Tally up the lines below with "extraLabels" in them. Answer with the number only.

☆ ☆ ☆ ☆ ☆

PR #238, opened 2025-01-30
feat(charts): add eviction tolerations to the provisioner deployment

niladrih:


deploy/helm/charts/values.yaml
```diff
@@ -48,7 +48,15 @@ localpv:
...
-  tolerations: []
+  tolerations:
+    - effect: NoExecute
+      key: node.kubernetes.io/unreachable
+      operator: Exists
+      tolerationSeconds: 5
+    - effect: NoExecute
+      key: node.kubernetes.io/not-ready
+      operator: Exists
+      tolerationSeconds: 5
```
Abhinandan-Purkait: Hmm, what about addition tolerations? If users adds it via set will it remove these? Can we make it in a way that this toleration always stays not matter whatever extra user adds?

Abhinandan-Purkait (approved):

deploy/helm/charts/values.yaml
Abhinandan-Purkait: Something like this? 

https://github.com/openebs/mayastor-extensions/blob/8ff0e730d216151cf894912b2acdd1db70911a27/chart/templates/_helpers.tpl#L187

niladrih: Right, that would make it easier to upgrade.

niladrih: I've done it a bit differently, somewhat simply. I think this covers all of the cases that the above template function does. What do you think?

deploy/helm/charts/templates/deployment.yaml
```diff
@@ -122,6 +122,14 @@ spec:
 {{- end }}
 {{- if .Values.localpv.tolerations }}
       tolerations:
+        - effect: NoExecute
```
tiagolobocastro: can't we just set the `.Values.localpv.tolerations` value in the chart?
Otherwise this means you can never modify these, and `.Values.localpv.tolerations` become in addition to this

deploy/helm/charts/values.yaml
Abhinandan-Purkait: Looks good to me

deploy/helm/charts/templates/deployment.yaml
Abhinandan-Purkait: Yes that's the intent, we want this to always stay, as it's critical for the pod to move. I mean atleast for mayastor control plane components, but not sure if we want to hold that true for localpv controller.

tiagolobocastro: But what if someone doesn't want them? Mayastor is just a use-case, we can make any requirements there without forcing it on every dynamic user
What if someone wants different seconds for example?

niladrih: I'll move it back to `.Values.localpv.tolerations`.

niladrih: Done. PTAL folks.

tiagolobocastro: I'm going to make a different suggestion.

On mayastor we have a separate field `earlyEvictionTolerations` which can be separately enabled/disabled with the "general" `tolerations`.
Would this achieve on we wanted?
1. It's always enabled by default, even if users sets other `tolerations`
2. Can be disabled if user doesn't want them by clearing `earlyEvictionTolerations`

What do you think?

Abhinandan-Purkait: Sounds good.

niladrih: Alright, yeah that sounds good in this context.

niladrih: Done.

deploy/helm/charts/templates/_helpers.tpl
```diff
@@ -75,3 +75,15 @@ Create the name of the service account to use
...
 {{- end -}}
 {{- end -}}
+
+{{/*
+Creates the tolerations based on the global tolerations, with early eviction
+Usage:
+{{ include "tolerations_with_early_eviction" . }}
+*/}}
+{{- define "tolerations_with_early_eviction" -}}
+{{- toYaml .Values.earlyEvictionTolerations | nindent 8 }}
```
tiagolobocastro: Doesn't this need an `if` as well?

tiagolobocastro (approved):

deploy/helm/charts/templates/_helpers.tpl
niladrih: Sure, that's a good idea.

☆ ☆ ☆ ☆ ☆

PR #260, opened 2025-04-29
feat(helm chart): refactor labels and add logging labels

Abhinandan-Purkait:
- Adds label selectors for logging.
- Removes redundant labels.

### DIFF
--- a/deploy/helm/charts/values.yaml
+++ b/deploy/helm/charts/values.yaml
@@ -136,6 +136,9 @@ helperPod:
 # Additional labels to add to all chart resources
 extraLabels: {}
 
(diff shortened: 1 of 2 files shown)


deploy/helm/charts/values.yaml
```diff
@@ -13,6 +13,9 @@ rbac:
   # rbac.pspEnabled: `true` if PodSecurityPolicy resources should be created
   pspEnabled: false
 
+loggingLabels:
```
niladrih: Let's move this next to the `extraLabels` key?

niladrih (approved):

☆ ☆ ☆ ☆ ☆

RESPONSE TO THIS EXERCISE:
2